Dataset content:
::::::::

PR #36, opened 2018-11-25
Cleanup & Implement Interfaces Proposal and Reaper Sidecar

### LINKED ISSUE #24: Integrate with ryuk to guarantee container termination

::::::::

Exercise: From the line containing "Cleanup & Implement" to the final line of the data, repeat each line exactly. Include both ends.

Response area:
Cleanup & Implement Interfaces Proposal and Reaper Sidecar

### LINKED ISSUE #24: Integrate with ryuk to guarantee container termination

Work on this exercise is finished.